Triangular silver nanoparticles ( approximately 100 nm wide and 50 nm high) have remarkable
optical properties. In particular, the peak extinction wavelength, lambda(max) of
their localized surface plasmon resonance (LSPR) spectrum is unexpectedly sensitive
to nanoparticle size, shape, and local ( approximately 10-30 nm) external dielectric
environment. This sensitivity of the LSPR lambda(max) to the nanoenvironment has allowed
us to develop a new class of nanoscale affinity biosensors. The essential characteristics
and operational principles of these LSPR nanobiosensors will be illustrated using
the well-studied biotin-streptavidin system. Exposure of biotin-functionalized Ag
nanotriangles to 100 nM streptavidin (SA) caused a 27.0 nm red-shift in the LSPR lambda(max).
The LSPR lambda(max) shift, DeltaR/DeltaR(max), versus [SA] response curve was measured
over the concentration range 10(-)(15) M < [SA] < 10(-)(6) M. Comparison of the data
with the theoretical normalized response expected for 1:1 binding of a ligand to a
multivalent receptor with different sites but invariant affinities yielded approximate
values for the saturation response, DeltaR(max) = 26.5 nm, and the surface-confined
thermodynamic binding constant K(a,surf) = 10(11) M(-)(1).
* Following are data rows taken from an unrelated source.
PR #278, opened 2025-08-07
minor bug in feature table & linting

nm3224:
## changes & context

- The feature has a "has" during creation so these features aren't being mapped right
- adding "so far" instead of just "so"
- adding "from databricks.sdk.runtime import dbutils" to template for linting error related to dbutils


pipelines/pdp/institution_id/02-train-model-TEMPLATE.py
```diff
@@ -41,6 +41,7 @@
 import logging
 import mlflow
 from databricks.connect import DatabricksSession
+from databricks.sdk.runtime import dbutils
```
vishpillai123, line 44: did we mean to add this?

src/student_success_tool/assets/pdp/features_table.toml
```diff
@@ -254,8 +254,8 @@ section_num_students_enrolled_std = { name = "standard deviation in students enr
...
+student_has_earned_certificate_at_cohort_inst = { name = "student has received a certificate from cohort institution", long_desc = "A binary feature (True/False) indicating whether or not a student has earned a certificate from the cohort institution before enrolling in their current program. A value of \"True\" means the student completed a certificate program at the cohort institution, and is now enrolled in an additional program, while a value of \"False\" suggests no such prior certificate earned at the cohort institution.", short_desc = "Whether or not a student previously earned a certificate from the cohort institution before enrolling in their current program" }
```
vishpillai123, line 257: how do we know for sure that it "has" is in the feature name?

pipelines/pdp/institution_id/02-train-model-TEMPLATE.py
nm3224: yea it's for linting so u don't get an error "dbutils not found"

src/student_success_tool/assets/pdp/features_table.toml
nm3224: when mapping, it's not being mapped correctly and i checked the feature creation, it has "has" in it

pipelines/pdp/institution_id/02-train-model-TEMPLATE.py
vishpillai123: got it, usually we can `# noqa: F821`, which helps us ignore lint whenever we use dbutils, but this is fine too.

src/student_success_tool/assets/pdp/features_table.toml
vishpillai123: Ok, I wonder how we can ensure that the feature table always has a mapping to features. Is that possible?

vishpillai123 (approved):

src/student_success_tool/assets/pdp/features_table.toml
nm3224: maybe we can add to unit tests?

PR #280, opened 2025-08-21
template updates

nm3224:
## changes & context 

- adding in course level patterns we agreed on as a default
- making 3 diff configs for retention, credits_earned and graduation where we assume graduation is usually 150% time for associate's degree at a 30 credit checkpoint or term 2 only core terms (added TODO to select one of these and remove other)
- remove any default course ids or cip codes incase of user error of forgetting to change them, better to have them empty
- changed config reading in 00 data assessment notebook to remove "template"
- Adding TODO note for the removal of pre cohort courses (or not)
- having the default retention config ready will help us for our future "default model" planning too
- i don't think we need the "mangled column names" converter func anymore so removing that
- adding converter func to drop real duplicates

## questions
- how can i get rid of the unit test error? 
- we should auto-populate the max academic year based on the data-how can we update this?


pipelines/pdp/institution_id/00-data-assessment-TEMPLATE.py
```diff
@@ -78,7 +78,7 @@
 # COMMAND ----------
 
 # project configuration should be stored in a config file in TOML format
-cfg = dataio.read_config("./config-TEMPLATE.toml", schema=configs.pdp.PDPProjectConfig)
+cfg = dataio.read_config("./config.toml", schema=configs.pdp.PDPProjectConfig)
```
kaylawilding, line 81: oh we should make this is a TODO now since we have multiple configs

src/student_success_tool/configs/pdp.py
```diff
@@ -136,46 +136,6 @@ def mlflow_model_uri(self) -> str:
         return f"runs:/{self.run_id}/model"
```
kaylawilding: did you need to move this block?

tests/configs/test_pdp.py
```diff
@@ -11,16 +11,24 @@
...
+    "config-RETENTION_TEMPLATE.toml",
+]
 
-@pytest.fixture(scope="module")
-def template_cfg_dict():
-    config_path = SRC_ROOT / "config-TEMPLATE.toml"
-    with config_path.open("rb") as f:
-        return tomllib.load(f)
 
+@pytest.mark.parametrize("config_file", CONFIG_FILES)
```
kaylawilding, line 21: this looks good and I do think was necessary

nm3224:
@kaylawilding do we want to merge this?

src/student_success_tool/configs/pdp.py
```diff
@@ -343,6 +303,57 @@ class TargetCreditsEarnedConfig(TargetBaseConfig):
     max_term_rank: int | t.Literal["infer"]
 
 
+class PreprocessingConfig(pyd.BaseModel):
```
vishpillai123: was this just moved to a different part of the file?

tests/configs/test_pdp.py
```diff
@@ -11,16 +11,24 @@
 
 SRC_ROOT = pathlib.Path(__file__).parents[2] / "pipelines" / "pdp" / "institution_id"
 
+CONFIG_FILES = [
```
vishpillai123, line 14: nice job with adding this in for the unit test!!

src/student_success_tool/configs/pdp.py
nm3224: yes, i think b/c the later funcs call this and so it needs to exist first

tests/configs/test_pdp.py
nm3224: thanks!

src/student_success_tool/configs/pdp.py
vishpillai123: oh but this was working before? If we didn't change any of the logic of the config, I think it's okay to leave it as is.

nm3224: no it wasn't b/c i changed some of the unit tests too

src/student_success_tool/configs/pdp.py
```diff
@@ -343,6 +303,57 @@ class TargetCreditsEarnedConfig(TargetBaseConfig):
...
+    features: "FeaturesConfig"
+    selection: "SelectionConfig"
+    checkpoint: t.Union[
+        CheckpointNthConfig,
```
nm3224: @vishpillai123  this is different

src/student_success_tool/configs/pdp.py
```diff
@@ -343,6 +303,57 @@ class TargetCreditsEarnedConfig(TargetBaseConfig):
...
+        CheckpointFirstConfig,
+        CheckpointLastConfig,
+        CheckpointFirstAtNumCreditsEarnedConfig,
+        CheckpointFirstWithinCohortConfig,
+        CheckpointLastInEnrollmentYearConfig,
+    ]
+    target: t.Union[
+        TargetGraduationConfig,
```
nm3224: @vishpillai123  and this

src/student_success_tool/configs/pdp.py
vishpillai123: The type union? The checkpointNthconfig existed before.

Not sure if type check was being goofy and you had to add this.

src/student_success_tool/configs/pdp.py
vishpillai123: oh ok, thanks for clarifying.

vishpillai123 (approved):

src/student_success_tool/dataio/converters/pdp/raw_course.py
```diff
@@ -70,3 +70,40 @@ def dedupe_by_renumbering_courses(df: pd.DataFrame) -> pd.DataFrame:
     # update course numbers for dupe'd records in-place
     df.update(deduped_course_numbers, overwrite=True)
     return df
+
+
+def drop_real_duplicates(df: pd.DataFrame) -> pd.DataFrame:
```
kaylawilding, line 75: did we decide to keep this?  I suppose since we need to do other src edits anyhow we can keep it

kaylawilding (approved):

PR #77, opened 2022-02-28
Fixed #45: Support hot-reloading

### LINKED ISSUE #45: Dev Mode: Store model state on update
If we allowed a dev mode that stored the model state on update, than a hot reload would not reset the page to the beginning.

davesmith00000:
This totally works ...but is a fairly disappointing solution that once again highlights that I need to rethink `Task`s / `Cmd`s / `Sub`s at some point.

I was hoping to to produce a subscription that just did the snapshotting for you on top of what we have here, but it proved to be a real pain.

None the less, with these two commands and a little subscription, you can always carry on from where you left off now.

### DIFF
--- a/sandbox/src/main/scala/example/Sandbox.scala
+++ b/sandbox/src/main/scala/example/Sandbox.scala
@@ -7,14 +7,21 @@ import tyrian.cmds.LocalStorage
 import tyrian.cmds.Logger
 import tyrian.websocket.*
 
+import scala.concurrent.duration.*
 import scala.scalajs.js.annotation.*
 
 @JSExportTopLevel("TyrianApp")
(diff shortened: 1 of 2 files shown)


sandbox/src/main/scala/example/Sandbox.scala
```diff
@@ -157,6 +182,8 @@ enum Msg:
   case Log(msg: String)
   case WebSocketStatus(status: Status)
   case Clear
+  case OverwriteModel(model: Model)
+  case TakeSnapShot
```
aumann, line 186: nitpicking: maybe TakeSnapshot (lower case shot) for consistency (compare HotReload.snapshot)

davesmith00000: Done, thanks.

At present, the limit of
detection (LOD) for the LSPR nanobiosensor is found to be in the low-picomolar to
high-femtomolar region. A strategy to amplify the response of the LSPR nanobiosensor
using biotinylated Au colloids and thereby further improve the LOD is demonstrated.
Several control experiments were performed to define the LSPR nanobiosensor's response
to nonspecific binding as well as to demonstrate its response to the specific binding
of another protein. These include the following: (1) electrostatic binding of SA to
a nonbiotinylated surface, (2) nonspecific interactions of prebiotinylated SA to a
biotinylated surface, (3) nonspecific interactions of bovine serum albumin to a biotinylated
surface, and (4) specific binding of anti-biotin to a biotinylated surface. The LSPR
nanobiosensor provides a pathway to ultrasensitive biodetection experiments with extremely
simple, small, light, robust, low-cost instrumentation that will greatly facilitate
field-portable environmental or point-of-service medical diagnostic applications.